## Collected material
+++

PR #723, opened 2022-03-31
[Github actions] Add java 17 source profile to push deploy workflow

askmeegs:
Fixes broken push deploy tests on main.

+++

## Your instructions
Every line of the material above should be repeated exactly.

## Answer to the problem
PR #723, opened 2022-03-31
[Github actions] Add java 17 source profile to push deploy workflow

askmeegs:
Fixes broken push deploy tests on main.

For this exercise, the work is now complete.